* [EXERCISE BRIEF]: Below are the records. State how many of their lines contain "envoy", with nothing else.

● ● ● ● ●

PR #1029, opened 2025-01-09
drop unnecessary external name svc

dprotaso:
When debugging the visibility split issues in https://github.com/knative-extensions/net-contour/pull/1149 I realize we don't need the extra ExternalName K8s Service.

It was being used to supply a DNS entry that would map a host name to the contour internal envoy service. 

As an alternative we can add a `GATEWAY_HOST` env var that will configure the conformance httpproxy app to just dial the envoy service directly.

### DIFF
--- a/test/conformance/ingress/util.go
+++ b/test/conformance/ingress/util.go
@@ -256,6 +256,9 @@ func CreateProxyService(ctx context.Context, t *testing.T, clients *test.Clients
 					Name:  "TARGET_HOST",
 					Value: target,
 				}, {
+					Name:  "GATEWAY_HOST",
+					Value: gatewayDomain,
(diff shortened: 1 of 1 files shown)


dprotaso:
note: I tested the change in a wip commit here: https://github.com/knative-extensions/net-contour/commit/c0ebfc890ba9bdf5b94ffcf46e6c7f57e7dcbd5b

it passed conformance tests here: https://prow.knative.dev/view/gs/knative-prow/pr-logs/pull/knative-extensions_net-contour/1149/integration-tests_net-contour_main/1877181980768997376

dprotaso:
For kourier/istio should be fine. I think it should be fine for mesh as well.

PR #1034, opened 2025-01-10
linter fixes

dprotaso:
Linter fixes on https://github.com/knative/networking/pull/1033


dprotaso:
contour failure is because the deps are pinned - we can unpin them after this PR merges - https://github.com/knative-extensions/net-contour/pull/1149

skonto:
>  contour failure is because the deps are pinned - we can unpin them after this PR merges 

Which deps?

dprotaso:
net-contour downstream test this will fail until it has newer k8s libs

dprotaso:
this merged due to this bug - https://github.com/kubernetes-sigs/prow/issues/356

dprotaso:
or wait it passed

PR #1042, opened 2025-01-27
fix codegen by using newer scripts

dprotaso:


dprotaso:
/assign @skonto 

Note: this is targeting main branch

● ● ● ● ●

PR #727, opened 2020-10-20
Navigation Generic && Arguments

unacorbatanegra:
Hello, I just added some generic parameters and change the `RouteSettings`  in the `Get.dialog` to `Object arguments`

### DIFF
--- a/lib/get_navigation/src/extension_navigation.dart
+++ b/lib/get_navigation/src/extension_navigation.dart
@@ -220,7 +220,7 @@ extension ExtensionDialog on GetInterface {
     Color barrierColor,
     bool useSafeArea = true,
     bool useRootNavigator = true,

● ● ● ● ●

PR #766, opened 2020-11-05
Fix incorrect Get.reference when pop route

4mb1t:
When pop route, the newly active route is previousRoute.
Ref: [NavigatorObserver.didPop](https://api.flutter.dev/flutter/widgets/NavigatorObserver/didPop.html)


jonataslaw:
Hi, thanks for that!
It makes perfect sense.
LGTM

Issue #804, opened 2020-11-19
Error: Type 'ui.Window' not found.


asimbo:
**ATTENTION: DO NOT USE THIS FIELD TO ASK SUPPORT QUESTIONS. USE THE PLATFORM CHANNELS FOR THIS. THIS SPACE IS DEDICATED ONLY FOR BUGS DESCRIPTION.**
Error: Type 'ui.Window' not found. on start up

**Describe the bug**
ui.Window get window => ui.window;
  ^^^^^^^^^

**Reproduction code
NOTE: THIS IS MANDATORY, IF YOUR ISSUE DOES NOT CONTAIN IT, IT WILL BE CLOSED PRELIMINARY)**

● ● ● ● ●

* [EXPECTED ANSWER]: 2